Work required:
The listing below contains a span that opens with the line containing "Raise errors for" and closes with the line containing "### LINKED ISSUE". Return that span exactly.
####################
PR #102, opened 2020-09-13
Raise errors for n_estimators and auto set parameters

### LINKED ISSUE #101: Explicitly raise an exception if the user tries to tune `n_estimators` with early stopping
> Wouldn't it be a good idea to explicitly raise an exception if the user tries to tune `n_estimators` with early stopping? I worry that warnings will be unnoticed.

_Originally posted by @Yard1 in https://github.com/ray-project/tune-sklearn/pull/90#issuecomment-691522918_

This should perhaps be raised in `base_search`. We may also want to raise exceptions for other automatic parameter settings too.

cc @inventormc

inventormc:
Resolve #101

### DIFF
--- a/tune_sklearn/_trainable.py
+++ b/tune_sklearn/_trainable.py
@@ -95,6 +95,10 @@ class _Trainable(Trainable):
                 # max_iter is to make sklearn only fit for one epoch,
                 # while max_iters (which the user can set) is the usual max
                 # number of calls to _trainable.
+                if "max_iter" in self.estimator_config:
+                    raise ValueError("tune-sklearn uses `max_iter` to warm "
+                                     "start, so this parameter can't be "
+                                     "set when warm start early stopping. ")
                 self.estimator_config["warm_start"] = True
                 self.estimator_config["max_iter"] = 1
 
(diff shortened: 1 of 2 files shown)


tune_sklearn/_trainable.py
```diff
@@ -95,6 +95,10 @@ def _setup(self, config):
                 # max_iter is to make sklearn only fit for one epoch,
                 # while max_iters (which the user can set) is the usual max
                 # number of calls to _trainable.
+                if "max_iter" in self.estimator_config:
+                    raise ValueError("tune-sklearn uses `max_iter` to warm "
+                                     "start, so this parameter can't be "
+                                     "set when warm start early stopping. ")
```
richardliaw, line 101: Instead of `_trainable` do you think we can do this in `tune_basesearch.__init__`?

This is so that we can raise an error faster (Before starting Ray).

inventormc: We'd have to do it in the subclasses because the parameter dict that we have to check aren't passed to the superclass. I thought it would be nicer to do it when they call fit so we don't have to have duplicate code in the subclasses.

richardliaw: ah good point - i guess my main concern is that the ray tune stacktrace is not as nice as if you just raised it in the local class (there's like a bunch of raylet stuff and pyx stuf). You could also define a helper method that encapsulates the ValueError logic right?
####################
Response:
Raise errors for n_estimators and auto set parameters

### LINKED ISSUE #101: Explicitly raise an exception if the user tries to tune `n_estimators` with early stopping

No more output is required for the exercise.